(Saved entries)
▬▬▬▬▬▬

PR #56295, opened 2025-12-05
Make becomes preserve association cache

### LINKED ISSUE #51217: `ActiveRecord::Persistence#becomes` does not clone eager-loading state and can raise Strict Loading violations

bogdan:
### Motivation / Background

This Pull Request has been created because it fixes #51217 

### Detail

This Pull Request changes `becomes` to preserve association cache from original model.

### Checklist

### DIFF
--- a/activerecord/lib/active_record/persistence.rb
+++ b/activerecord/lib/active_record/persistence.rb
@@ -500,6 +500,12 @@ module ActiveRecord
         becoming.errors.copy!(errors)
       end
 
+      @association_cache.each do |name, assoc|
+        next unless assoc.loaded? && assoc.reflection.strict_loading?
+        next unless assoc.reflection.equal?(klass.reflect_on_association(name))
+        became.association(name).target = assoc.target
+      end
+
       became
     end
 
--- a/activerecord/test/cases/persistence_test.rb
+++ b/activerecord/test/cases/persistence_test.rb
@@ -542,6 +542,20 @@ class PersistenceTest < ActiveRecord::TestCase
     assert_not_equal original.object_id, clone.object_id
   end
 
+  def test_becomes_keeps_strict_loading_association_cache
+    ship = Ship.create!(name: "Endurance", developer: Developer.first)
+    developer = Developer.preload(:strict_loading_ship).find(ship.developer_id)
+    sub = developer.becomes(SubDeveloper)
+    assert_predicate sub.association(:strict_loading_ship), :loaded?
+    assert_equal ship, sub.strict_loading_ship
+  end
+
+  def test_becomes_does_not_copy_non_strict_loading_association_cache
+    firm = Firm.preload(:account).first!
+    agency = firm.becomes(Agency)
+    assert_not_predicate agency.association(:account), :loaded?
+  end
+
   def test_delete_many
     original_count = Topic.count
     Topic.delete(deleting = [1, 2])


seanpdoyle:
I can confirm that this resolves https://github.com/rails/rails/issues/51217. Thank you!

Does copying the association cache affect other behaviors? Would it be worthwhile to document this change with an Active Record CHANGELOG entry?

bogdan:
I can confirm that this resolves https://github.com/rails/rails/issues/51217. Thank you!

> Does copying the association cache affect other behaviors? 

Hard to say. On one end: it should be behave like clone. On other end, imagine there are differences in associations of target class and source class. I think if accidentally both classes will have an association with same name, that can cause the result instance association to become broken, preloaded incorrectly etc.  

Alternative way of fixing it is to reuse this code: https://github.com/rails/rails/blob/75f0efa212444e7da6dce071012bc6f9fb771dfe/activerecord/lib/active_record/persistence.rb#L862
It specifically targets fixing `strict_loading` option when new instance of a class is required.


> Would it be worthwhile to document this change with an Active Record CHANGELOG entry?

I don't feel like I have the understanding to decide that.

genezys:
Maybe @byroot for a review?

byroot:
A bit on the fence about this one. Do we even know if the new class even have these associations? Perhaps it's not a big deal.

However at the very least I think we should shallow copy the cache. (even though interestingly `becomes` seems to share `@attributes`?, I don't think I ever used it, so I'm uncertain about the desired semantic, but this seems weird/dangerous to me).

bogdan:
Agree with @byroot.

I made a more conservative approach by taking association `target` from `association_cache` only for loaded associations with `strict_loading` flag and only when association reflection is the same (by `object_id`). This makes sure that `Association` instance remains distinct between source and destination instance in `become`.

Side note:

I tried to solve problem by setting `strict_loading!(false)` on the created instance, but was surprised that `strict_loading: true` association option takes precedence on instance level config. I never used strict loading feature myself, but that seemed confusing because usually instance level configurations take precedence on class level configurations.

▬▬▬▬▬▬

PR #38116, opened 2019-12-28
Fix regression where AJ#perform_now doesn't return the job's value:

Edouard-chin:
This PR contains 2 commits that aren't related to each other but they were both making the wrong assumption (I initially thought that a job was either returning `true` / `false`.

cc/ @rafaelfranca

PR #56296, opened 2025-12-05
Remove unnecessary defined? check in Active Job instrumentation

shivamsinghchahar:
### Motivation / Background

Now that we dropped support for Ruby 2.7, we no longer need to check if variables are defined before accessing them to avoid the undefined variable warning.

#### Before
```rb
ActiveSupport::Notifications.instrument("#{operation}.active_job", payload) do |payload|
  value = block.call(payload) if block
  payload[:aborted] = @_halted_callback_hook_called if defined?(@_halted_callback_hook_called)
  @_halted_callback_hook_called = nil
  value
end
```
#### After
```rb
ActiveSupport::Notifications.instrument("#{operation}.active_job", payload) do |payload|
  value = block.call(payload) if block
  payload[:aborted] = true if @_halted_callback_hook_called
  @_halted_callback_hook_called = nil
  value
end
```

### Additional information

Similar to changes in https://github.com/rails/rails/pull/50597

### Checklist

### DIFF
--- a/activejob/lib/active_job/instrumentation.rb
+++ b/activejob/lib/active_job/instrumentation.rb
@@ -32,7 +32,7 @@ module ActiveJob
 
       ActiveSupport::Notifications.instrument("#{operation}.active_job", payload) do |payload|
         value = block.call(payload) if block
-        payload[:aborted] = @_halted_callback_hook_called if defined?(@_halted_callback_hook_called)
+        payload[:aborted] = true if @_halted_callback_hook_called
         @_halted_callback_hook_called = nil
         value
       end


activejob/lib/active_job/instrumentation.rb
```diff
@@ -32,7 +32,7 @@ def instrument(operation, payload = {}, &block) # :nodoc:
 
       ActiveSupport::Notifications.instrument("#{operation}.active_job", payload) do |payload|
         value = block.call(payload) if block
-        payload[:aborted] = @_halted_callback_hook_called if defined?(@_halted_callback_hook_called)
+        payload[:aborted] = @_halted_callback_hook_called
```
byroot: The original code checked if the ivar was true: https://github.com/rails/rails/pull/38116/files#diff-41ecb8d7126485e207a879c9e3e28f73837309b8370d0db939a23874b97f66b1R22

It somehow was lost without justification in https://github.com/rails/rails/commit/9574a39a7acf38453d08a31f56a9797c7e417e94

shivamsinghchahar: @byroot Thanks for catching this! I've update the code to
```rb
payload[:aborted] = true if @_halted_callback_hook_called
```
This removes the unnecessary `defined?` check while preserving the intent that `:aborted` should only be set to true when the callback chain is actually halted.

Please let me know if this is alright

▬▬▬▬▬▬

§ PROBLEM TO WORK ON:
Using the data above, work out how many lines include the word "next" and give only that number.

§ ANSWER FOR THIS EXERCISE:
2